Sir Stephen Lushington, 1st Baronet (17 June 1744 – 12 January 1807), of South Hill Park in Easthampstead, Berkshire, was an English Member of Parliament and Chairman of the East India Company.
Lushington was the third son of the Reverend Henry Lushington, vicar of Eastbourne.
From 1782 he was a director of the East India Company, and supported the reforms of the company being proposed by Charles James Fox; these would have brought the company under the control of a board of commissioners appointed by Parliament, and it was intended that Lushington should be one of the assistant commissioners. In 1783, as Fox prepared to introduce his India Bill in the House of Commons, Christopher Atkinson, one of the MPs for Hedon in Yorkshire, was convicted of fraud and would therefore be expelled from the House. Hedon was a rotten borough where the Foxites could expect their candidate to be elected, and Lushington's name was put forward by Prime Minister Portland to fill the vacancy.

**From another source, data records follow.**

PR #3769, opened 2026-04-11
fix: in sortRoutePaths: sort files alphabetically

### LINKED ISSUE #3773: [Bug] Incorrect route sorting order for mixed static and dynamic paths
## Description

The `sortRoutePaths` function does not correctly sort routes when a mix of static paths, dynamic parameters (`:name`), and catch-all segments (`[...]`) are provided. The sorting order does not match the expected hierarchy.

## Steps to Reproduce
You can reproduce this issue by running the following test case:

```ts
  test('fsRoutes - sortRoutePaths', () => {
    let routes = [
      '/foo',
      "/foo/:name",
      '/foo/baz'
    ];
    let sorted = [
      '/foo/baz',
      "/foo/:name",
      '/foo',
    ];
    routes.sort(sortRoutePaths);
    expect(routes).toEqual(sorted);
  });
```

## Expected Behavior

The routes should be sorted by specificity, where static paths have the highest priority, followed by dynamic parameters, and finally catch-all segments.

## Actual Behavior

The sorting fails, and the actual order is incorrect.

Error Log:

```diff
sortRoutePaths › fsRoutes - sortRoute

    expect(received).toEqual(expected) // deep equality

    - Expected  - 1
    + Received  + 1

      Array [
    -   "/foo/baz",
        "/foo/:name",
    +   "/foo/baz",
        "/foo",
      ]
```

will-weiss:
The fix for the bug described was found with the assistance of Claude Opus 4.6. The analysis presented is from the AI, not my own, but I can confirm that the workaround it presented (which it said was based on its findings) did work for my use case.

## What I observed
For our fresh 2.2.0 project I observed that on github actions builds middleware defined in `routes/app/_middleware.tsx` were not running before the handler defined in `routes/app.tsx` after vite build. This was not the same behavior I observed when testing locally on my Mac.

I pulled down the generated `/_fresh` directory from github actions and instructed Claude to look to see if there were any differences in those files generated during the github actions build and those generated by running the same commands on my mac.

## From Claude Opus 4.6

```
@fresh/core's sortRoutePaths function has a bug on lines with return charA <
  charB ? 0 : 1 — when charA < charB, it returns 0 (equal) instead of -1 (a before b). This
  makes the comparator asymmetric: compare(a, b) can return 0 while compare(b, a) returns 1.

  On macOS, Deno.readDir returns files alphabetically, which happens to produce the correct
  final sort even with the broken comparator. On Linux (CI), Deno.readDir returns files in
  hash-table order. The stable TimSort algorithm + inconsistent comparator + different initial
  ordering = /app/_middleware ends up at position 112 instead of position 4, so the auth
  middleware never runs for /app routes.

  Fix: scripts/fix_fresh_route_order.ts re-sorts the fsRoutes array in
  _fresh/server/server-entry.mjs after the build using the correct comparator. It's wired into
  deno task build so it runs automatically on both local and CI.
  ```
  
The referenced workaround script [scripts/fix_fresh_route_order.ts](https://github.com/Virtual-Hospitals-Africa/virtual-hospitals-africa/blob/main/scripts/fix_fresh_route_order.ts) overwrites the route ordering in the generated `_fresh/server/server-entry.mjs` file after that has been built by `vite build`. While I have not evaluated the contents of that script line by line, I did scan it and it does seem to be doing what is suggested and I can confirm that it did fix the issue, suggesting that the overall analysis is sound.

Closes #3773

### DIFF
--- a/packages/fresh/src/fs_routes.ts
+++ b/packages/fresh/src/fs_routes.ts
@@ -247,7 +247,7 @@ export function sortRoutePaths(a: string, b: string) {
       if (scoreA === scoreB) {
         if (charA !== charB) {
           // TODO: Do we need localeSort here or is this good enough?
-          return charA < charB ? 0 : 1;
+          return charA < charB ? -1 : 1;
         }
         continue;
       }
@@ -257,7 +257,7 @@ export function sortRoutePaths(a: string, b: string) {
 
     if (charA !== charB) {
       // TODO: Do we need localeSort here or is this good enough?
-      return charA < charB ? 0 : 1;
+      return charA < charB ? -1 : 1;
     }
 
     // If we're at the end of A or B, then we assume that the longer
@@ -292,8 +292,9 @@ function getRoutePathScore(char: string, s: string, i: number): number {
   }
 
   if (
-    i + 4 === s.length - 1 && char === "i" && s[i + 1] === "n" &&
-    s[i + 2] === "d" && s[i + 3] === "e" && s[i + 4] === "x"
+    char === "i" && s[i + 1] === "n" &&
+    s[i + 2] === "d" && s[i + 3] === "e" && s[i + 4] === "x" &&
+    (i + 4 === s.length - 1 || s[i + 5] === ".")
   ) {
     return 3;
   }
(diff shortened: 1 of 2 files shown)


bartlomieju (approved):
Thanks!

Atkinson was formally expelled from the Commons on 4 December 1783, and a writ for the by-election was issued. However, the following day the Commons amended the East India Bill to make the assistant commissioners ineligible to sit in Parliament. This forced Lushington to choose between an assistant commissionership and a seat in Parliament and, knowing that the majority of the East India directors opposed Fox's bill he decided the latter was preferable. On 15 December he was elected unopposed for Hedon, but on the same day the House of Lords unexpectedly defeated Fox's India bill and the government fell.
Lushington spoke in opposition to the East India bill proposed by the new government under Pitt the Younger, which placed control of the Company in the hands of a board appointed by the Crown rather than by Parliament. In the general election of 1784 he was a candidate at Hastings, rather than defending his seat at Hedon, but was defeated.